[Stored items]
====

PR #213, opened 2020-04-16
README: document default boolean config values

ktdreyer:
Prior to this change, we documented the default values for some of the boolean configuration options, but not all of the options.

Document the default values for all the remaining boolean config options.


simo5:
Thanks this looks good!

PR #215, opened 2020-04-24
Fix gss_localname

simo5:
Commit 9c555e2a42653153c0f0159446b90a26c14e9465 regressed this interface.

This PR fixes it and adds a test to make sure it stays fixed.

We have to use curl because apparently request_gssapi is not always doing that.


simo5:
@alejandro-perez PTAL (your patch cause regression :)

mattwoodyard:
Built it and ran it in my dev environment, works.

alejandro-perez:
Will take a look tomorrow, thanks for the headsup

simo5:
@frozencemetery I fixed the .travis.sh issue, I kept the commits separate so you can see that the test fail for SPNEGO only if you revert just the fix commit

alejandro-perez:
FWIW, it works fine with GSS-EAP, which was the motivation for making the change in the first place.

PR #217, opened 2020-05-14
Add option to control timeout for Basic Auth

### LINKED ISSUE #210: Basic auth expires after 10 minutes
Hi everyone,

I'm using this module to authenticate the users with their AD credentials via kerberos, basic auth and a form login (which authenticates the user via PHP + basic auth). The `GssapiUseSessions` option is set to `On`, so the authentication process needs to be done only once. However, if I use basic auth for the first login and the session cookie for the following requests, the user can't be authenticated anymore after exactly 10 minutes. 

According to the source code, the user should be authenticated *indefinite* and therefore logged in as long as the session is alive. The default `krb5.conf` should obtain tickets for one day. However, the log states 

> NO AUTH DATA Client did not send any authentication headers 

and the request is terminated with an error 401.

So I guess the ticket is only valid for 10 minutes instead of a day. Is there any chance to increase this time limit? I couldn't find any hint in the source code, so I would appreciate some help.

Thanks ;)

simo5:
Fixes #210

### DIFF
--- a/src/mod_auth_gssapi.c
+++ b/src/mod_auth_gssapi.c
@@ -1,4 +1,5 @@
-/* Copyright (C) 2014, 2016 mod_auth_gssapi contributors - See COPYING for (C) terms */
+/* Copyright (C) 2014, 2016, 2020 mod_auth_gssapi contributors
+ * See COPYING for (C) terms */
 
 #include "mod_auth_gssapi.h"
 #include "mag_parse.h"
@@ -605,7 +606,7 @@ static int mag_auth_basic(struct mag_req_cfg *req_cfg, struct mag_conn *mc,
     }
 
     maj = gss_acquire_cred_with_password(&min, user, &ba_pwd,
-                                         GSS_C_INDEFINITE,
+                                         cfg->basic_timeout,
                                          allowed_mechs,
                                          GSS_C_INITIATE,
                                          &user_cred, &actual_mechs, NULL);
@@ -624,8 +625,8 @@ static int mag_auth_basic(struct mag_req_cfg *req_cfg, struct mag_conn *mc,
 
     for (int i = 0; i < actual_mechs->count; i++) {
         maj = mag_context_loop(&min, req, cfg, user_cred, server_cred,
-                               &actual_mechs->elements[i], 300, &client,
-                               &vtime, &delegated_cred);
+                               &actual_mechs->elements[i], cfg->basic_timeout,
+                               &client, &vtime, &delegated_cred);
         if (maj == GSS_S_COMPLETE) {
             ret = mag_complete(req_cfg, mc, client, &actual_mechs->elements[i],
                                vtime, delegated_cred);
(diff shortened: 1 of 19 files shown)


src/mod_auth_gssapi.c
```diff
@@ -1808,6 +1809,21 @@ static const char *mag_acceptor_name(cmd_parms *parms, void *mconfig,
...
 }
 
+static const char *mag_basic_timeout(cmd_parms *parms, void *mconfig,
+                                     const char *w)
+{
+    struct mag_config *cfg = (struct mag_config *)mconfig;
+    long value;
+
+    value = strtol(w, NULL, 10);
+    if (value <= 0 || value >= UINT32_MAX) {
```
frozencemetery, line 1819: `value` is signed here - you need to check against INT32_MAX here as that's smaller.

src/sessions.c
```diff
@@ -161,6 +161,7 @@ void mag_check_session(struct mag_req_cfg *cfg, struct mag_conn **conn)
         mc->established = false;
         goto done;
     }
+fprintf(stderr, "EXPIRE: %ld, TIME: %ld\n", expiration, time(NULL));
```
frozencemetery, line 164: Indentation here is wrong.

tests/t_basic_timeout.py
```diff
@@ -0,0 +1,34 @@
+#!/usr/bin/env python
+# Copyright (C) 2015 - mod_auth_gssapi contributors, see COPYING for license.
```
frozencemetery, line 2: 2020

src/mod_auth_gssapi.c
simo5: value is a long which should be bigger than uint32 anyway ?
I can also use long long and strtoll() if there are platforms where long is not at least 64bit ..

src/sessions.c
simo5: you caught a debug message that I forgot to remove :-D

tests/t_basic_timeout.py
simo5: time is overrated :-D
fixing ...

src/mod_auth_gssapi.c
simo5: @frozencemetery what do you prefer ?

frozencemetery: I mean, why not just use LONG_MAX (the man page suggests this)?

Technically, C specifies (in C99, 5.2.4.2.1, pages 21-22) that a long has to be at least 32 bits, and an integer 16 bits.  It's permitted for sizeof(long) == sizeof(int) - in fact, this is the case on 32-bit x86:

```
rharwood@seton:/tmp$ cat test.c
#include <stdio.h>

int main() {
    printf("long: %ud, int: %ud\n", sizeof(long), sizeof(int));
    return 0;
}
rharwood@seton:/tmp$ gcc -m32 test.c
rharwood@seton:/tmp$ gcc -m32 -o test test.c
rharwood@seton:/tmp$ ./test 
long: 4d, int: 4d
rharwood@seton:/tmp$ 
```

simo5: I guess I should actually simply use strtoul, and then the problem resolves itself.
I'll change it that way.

====

:: Aim of the task ::
Using the records, work out how many lines include "some", and reply with that number alone.

:: The answer ::
2